In this article, I am going to walk over easy to follow examples and show how to create Hive UDF and UDAFs – package it in JAR and test in Hive CLI. So let’s begin.

In sqoop import article I imported customers table, similarly I have imported orders table – which I used in Hive Joins article. Also I am using dummy table for UDF verification. You can find relevant sqoop commands on Github

Hive supports of lot of in-built SQL-like functions in HiveQL. But, just in case if there is a need to write your own UDF, no one is stoping you.

UDF (User Defined Function)

Here I am going to show how to write a simple “trim-like” function called “Strip” – of course you can write something more fancier, but my goal here is to take away something in short amount of time. So, let’s begin.

How to write UDF function in Hive?

  1. Create Java class for User Defined Function which extends ora.apache.hadoop.hive.sq.exec.UDF amd implement more than one evaluate() methods and put your desisred logic and you are almost there.
  2. Package your Java class into JAR file (I am using maven)
  3. Go to Hive CLI – ADD your JAR, verify your JARs in Hive CLI classpath
  4. CREATE TEMPORARY FUNCTION in hive which points to your Java class
  5. Use it in Hive SQL and have fun!

There are better ways to do this by writing your own GenericUDF to deal with non-primitive types like Arrays, maps – but I am not going to cover it this article.

I will go into detail for each one.

Create Java class for User Defined Function 

As you can see below I am calling my Java class “Strip” you can call it anything – but important point it extends UDF function and provides two evalualte() implementations.

evaluate(Text str, String stripChars) - will trim specified characters in stripChars from first argument str.
evaluate(Text str) - will trim leading and trailing spaces.
package org.hardik.letsdobigdata;
import org.apache.commons.lang.StringUtils;
import org.apache.hadoop.hive.ql.exec.UDF;
import org.apache.hadoop.io.Text;

public class Strip extends UDF {

private Text result = new Text();
 public Text evaluate(Text str, String stripChars) {
 if(str == null) {
 return null;
 }
 result.set(StringUtils.strip(str.toString(), stripChars));
 return result;
 }
 public Text evaluate(Text str) {
 if(str == null) {
 return null;
 }
 result.set(StringUtils.strip(str.toString()));
 return result;
 }
}


Package your Java class into JAR

There is a pom.xml attached in Github, please make sure you have maven installed. If you are working with Github clone Go to shell

$ cd HiveUDFs

and run mvn clean package – this will create a JAR file which contains our UDF class. Copy the JAR path.
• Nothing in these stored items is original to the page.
PR #2139, opened 2024-11-07
feat: QR code opens links directly to the app - WPB-12114

KaterinaWire:
### Issue
Based on Security review and approval [here](https://wearezeta.atlassian.net/wiki/spaces/PAD/pages/1512833026/2024-10-28+RFC+Trusted+QR+Codes?focusedCommentId=1535901745),  QR code should open links directly to the app rather than going to the web and then coming to the app.

### Implementation
- add profileDeepLink for UserType
- use it to generate QR code

**Note:** the text link to the self profile should remain the same.

### Testing

Scan the QR code -> redirect directly to the app.

### Checklist

---


jullianm (approved):

wire-ios/Wire-iOS/Sources/UserInterface/SelfProfile/QR Code/Models/UserQRCodeViewModel.swift
```diff
@@ -27,10 +27,11 @@ final class UserQRCodeViewModel: ObservableObject {
 
     init(
         profileLink: String,
+        profileDeepLink: String,
         handle: String
     ) {
         self.profileLink = profileLink
-        let qrCodeImage = QRCodeGenerator.generateQRCode(from: profileLink)
+        let qrCodeImage = QRCodeGenerator.generateQRCode(from: profileDeepLink)
```
agisilaos, line 34: What happens if someone scans the QR code and they don't have the app installed? A much better flow would be to transition to the App Store so they can download the app. I think it can be achieved by introducing a method like this one:

```swift
func openProfileDeepLink() {
        guard let appURL = URL(string: profileDeepLink),
              let appStoreURL = URL(string: "https://apps.apple.com/app/idYOUR_APP_ID") else { return }

        // Check if the app can open the deep link
        if UIApplication.shared.canOpenURL(appURL) {
            UIApplication.shared.open(appURL, options: [:], completionHandler: nil)
        } else {
            // Redirect to the App Store if the app is not installed
            UIApplication.shared.open(appStoreURL, options: [:], completionHandler: nil)
        }
    }
}
```

Then we can call this method through our viewModel wherever we want.

agisilaos (commented):
Left a question and suggestion regarding the absence of the wire app on user's phone and what should happen next.

wire-ios/Wire-iOS/Sources/UserInterface/SelfProfile/QR Code/Models/UserQRCodeViewModel.swift
KaterinaWire: This was discussed in the RFC: https://wearezeta.atlassian.net/wiki/spaces/PAD/pages/1512833026/2024-10-28+RFC+Trusted+QR+Codes?focusedCommentId=1535901745
Screenshot 2024-11-08 at 16 30 04

Android also doesn't navigate to Google store. 
And additional question is about Col builds, that should not navigate to the App Store

agisilaos (approved):

PR #2140, opened 2024-11-08
fix: transparent background on connect for iPad - WPB-12041

netbe:
<table>
<td>
  <a href="https://wearezeta.atlassian.net/browse/WPB-12041" title="WPB-12041" target="_blank">BugWPB-12041</a>  [iOS] Transparent background on the invite screen
  </td></table>
  <br />
 

### Issue

* fix background
* fix navigation flow on connect when accessing to contacts or asking for share permissions
* replace ZClientController.shared?.present with instance method `presentOverAll()` to avoid access to deprecated shared instance

### Testing

* login on iPad with personal account
* tap connect
* tap invite

* [x] check also flows on iPhone


caldrian (approved):

wire-ios/Wire-iOS/Sources/UserInterface/StartUI/StartUI/StartUIViewController+AddressBook.swift
```diff
@@ -38,7 +38,21 @@ extension StartUIViewController {
 extension StartUIViewController: ShareContactsViewControllerDelegate {
 
     func shareContactsViewControllerDidFinish(_ viewController: ShareContactsViewController) {
-        viewController.dismiss(animated: true)
+        guard !needsAddressBookPermission else {
+            // do nothing just dismiss
```
samwyndham: Just to check I assume this is being dismissed by something else in this case

wire-ios/Wire-iOS/Sources/UserInterface/ContactsUI/ContactsViewController.swift
```diff
@@ -205,12 +204,20 @@ final class ContactsViewController: UIViewController {
         let willAppear = (beginFrame.minY - endFrame.minY) > 0
         let padding: CGFloat = 12
 
-        UIView.animate(withKeyboardNotification: notification, in: view, animations: { [weak self] keyboardFrame in
+        // Calculate the effective keyboard height
+        var keyboardHeight = view.frame.intersection(endFrame).height
+
+        // On iPad, add an estimated accessory height if applicable
+        if traitCollection.userInterfaceIdiom == .pad {
+            keyboardHeight += 44  // Approximate height of an input accessory view
```
samwyndham: I'm pretty sure there must be a way to do this without resorting to an estimate which may break. Have you looked into this much?

netbe: good point, but I haven't found any way to get it so far

wire-ios/Wire-iOS/Sources/UserInterface/StartUI/StartUI/StartUIViewController+AddressBook.swift
netbe: this guard else never happens, removed

wire-ios/Wire-iOS/Sources/UserInterface/ContactsUI/ContactsViewController.swift
samwyndham: I guess what I expect is that the `keyboardWillChangeFrameNotification` would include the height of any accessory. Did you see that this is no happening in practice?

Otherwise have you considered:

- Inheriting from `UITableViewController` - I think this takes care of keyboard avoidance completely.
- Using [UIKeyboardLayoutGuide](https://developer.apple.com/documentation/uikit/uikeyboardlayoutguide) instead of responding to notifications.

samwyndham (approved):
Nice work! Approving but please first take a look if there is a better approach to keyboard avoidance that doesn't require estimates.

wire-ios/Wire-iOS/Sources/UserInterface/ContactsUI/ContactsViewController.swift
netbe: used [UIKeyboardLayoutGuide](https://developer.apple.com/documentation/uikit/uikeyboardlayoutguide) @samwyndham thks for the suggestion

Go to Hive CLI and ADD UDF JAR 

hive> ADD /home/cloudera/workspace/HiveUDFs/target/HiveUDFs-0.0.1-SNAPSHOT.jar;
Added [/home/cloudera/workspace/HiveUDFs/target/HiveUDFs-0.0.1-SNAPSHOT.jar] to class path

Added resources: [/home/cloudera/workspace/HiveUDFs/target/HiveUDFs-0.0.1-SNAPSHOT.jar]

Verify JAR is in Hive CLI Classpath

You should see your jar in the list.

hive> list jars;
/usr/lib/hive/lib/hive-contrib.jar
/home/cloudera/workspace/HiveUDFs/target/HiveUDFs-0.0.1-SNAPSHOT.jar

Create Temporary Function

It does not have to be temporary function, you can create your own function, but just to keep things moving, go ahead and create temporary function

You may want to add ADD JAR and CREATE TEMPORARY FUNCTION to .hiverc file and it will execute beginning of each hive session.

UDF Output

first query strips ‘ha’ from string ‘hadoop’ as expected (2 argument evaluate() in code)

second query strips trailing and leading spaces as expected.

hive> CREATE TEMPORARY FUNCTION STRIP AS 'org.hardik.letsdobigdata.Strip';
 hive> select strip('hadoop','ha') from dummy;
 OK
 doop
 Time taken: 0.131 seconds, Fetched: 1 row(s)
 hive> select strip('   hiveUDF ') from dummy;
 OK
 hiveUDF

If you have made this far, Congratulations that was our UDF in action! You can follow the code on github.

UDAF (User Defined Aggregated Function)

Now, equipped with our first UDF knowledge, we will move to a next step. When we say aggregation COUNT,AVG,SUM,MIN,MAX comes to our mind.

I am picking very simple aggregation function AVG/MEAN where I am going to work with “orders” table imported using sqoop, once you import it into hive it will look like below (or you can use LOAD DATA INPATH – totally upto you.)

hive> select * from orders;
 OK
 orders.order_id orders.order_date orders.customer_id orders.amount
 101 2016-01-01 7 3540
 102 2016-03-01 1 240
 103 2016-03-02 6 2340
 104 2016-02-12 3 5000
 105 2016-02-12 3 5500
 106 2016-02-14 9 3005
 107 2016-02-14 1 20
 108 2016-02-29 2 2000
 109 2016-02-29 3 2500
 110 2016-02-27 1 200

Goal of UDAF: Find average amount of orders for all customers in orders table

We are looking for Query: 
SELECT CUSTOMER_ID, AVG(AMOUNT) FROM ORDERS GROUP BY CUSTOMER_ID;

I am going to replace AVG function with “MEAN” function

But before I begin, let’s stop and think as we are leaving in MapReduce world. One of the bottleneck you want to avoid is moving too much data from Map to Reduce phase.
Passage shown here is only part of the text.